According to a recent ruling, Chapter 13 debtors who file bankruptcy petitions in courts governed by the 10th U.S. Circuit Court of Appeals are not required to include Supplemental Security Income (SSI) when calculating their “projected disposable income.” The bankruptcy case in question involved a man who filed a Chapter 13 petition in March 2010 with the U.S. Bankruptcy Court for the District of Utah, which is governed by the 10th U.S. Circuit Court of Appeals. The same appeals court also governs federal courts in Oklahoma, Wyoming, Colorado, Kansas and New Mexico. If you are considering applying for bankruptcy protection in Oklahoma, contact our experienced bankruptcy attorneys at Oklahoma Legal Center today to protect your legal options and ensure that your case is handled appropriately.
SSI Payments and Projected Disposable Income
Fred F. Cranmer did not include his Supplemental Security Income (SSI) from the Social Security Administration (SSA) on forms reflecting his current monthly income and disposable income at the time that he filed for Chapter 13 bankruptcy. According to the 10th Circuit Court’s opinion, SSI does not have to be included on those forms, under 11 U.S.C. § 101(10A)(B). However, when he calculated his “projected” disposable income, he included $1,940 of monthly SSI benefits and deducted another portion of the income as exempt. Cranmer’s Chapter 13 trustee objected to this action, which would have allowed Cranmer to retain a portion of his SSI benefits, rather than turn it over to creditors.

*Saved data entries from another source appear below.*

PR #3263, opened 2026-08-26
refactor(proxy): single session-turn brain shared by /v1/compress and the proxy paths

chopratejas:
> **Stacked on #3262** (which stacks on #3261). Merge order: #3261 → #3262 → this. This PR's diff is the last commit.

## Goal

One brain. The cache-management tier — freeze computation, Zone-1 byte swap, cached-prefix overlay — previously existed twice: inline in the proxy request handlers, and (as of #3262) in the `/v1/compress` sidecar path. This PR extracts it into **`headroom/proxy/session_engine.py`**, invoked by BOTH. Every future cache-management fix lands in both modes by construction.

## Design

**`prepare_turn(...)` → `TurnPrep`** — freeze + `mark_stable_from_messages` + `apply_cached`, with two *deliberately different, documented* freeze policies:
- `FREEZE_POLICY_PROXY`: `min(tracker_frozen, cache_count)` — never freeze past provider-confirmed (the #327 posture). The proxy passes its already-composed tracker/strict-override value, reproducing the previous `min()` byte-for-byte.
- `FREEZE_POLICY_SIDECAR`: `max(cache_count, explicit)` — freeze everything locally replayable, because in sidecar mode whatever was previously returned *is* the provider's cache contract; recompressing it (even "better") busts.

**`finalize_turn(...)` → `TurnFinal`** — the byte-identical cached-prefix replay (`overlay_cached_prefix`) + conditional token recount hook.

This was run as a **strictly behavior-preserving extraction**: the bar was every pre-existing test passing *unmodified*, and it held.

## What migrated / what didn't

| Path | Status |
|---|---|
| `/v1/compress` sidecar turn | ✅ engine (freeze/swap + overlay); lock, executor offload, savings accounting, record_returned unchanged |
| `anthropic.py` token-mode pre-block | ✅ engine; background compression, cold-start fast pass, sync pipeline all consume `prep.pipeline_input` unchanged |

According to the Chapter 13 trustee, Cranmer is set to receive over $87,000 in SSI payments throughout the duration of the plan he developed. And, while the trustee conceded that SSI does not have to be included in the calculation of current monthly income, he argued that the income should not be excluded from the calculation of “projected” disposable income. The Bankruptcy Court sided with Cranmer’s trustee, indicating the the Social Security income had to be factored into the debtor’s “projected” disposable income. In response, Cranmer filed an amended plan that included all future SSI payments. Cranmer’s bankruptcy case was dismissed for noncompliance however, when he began to make payments based on his original plan.
Federal Appeals Court Reverses Bankruptcy Court’s Ruling
Cranmer appealed the Bankruptcy Court’s ruling to the U.S. 10th Circuit Court of Appeals, which reversed the original decision, indicating that Social Security income does not need to be included in a debtor’s projected disposable income calculation. The appeals court said that the Bankruptcy Code expressly allows debtors to exclude SSI from the calculation of their current monthly income, and the panel disagreed with the Chapter 13 trustee that “projected” disposable income is somehow different. “The mere placement of the adjective ‘projected’ in front of the words ‘disposable income’ does not imbue the term ‘disposable income’ with different substantive components,” the appeal court wrote.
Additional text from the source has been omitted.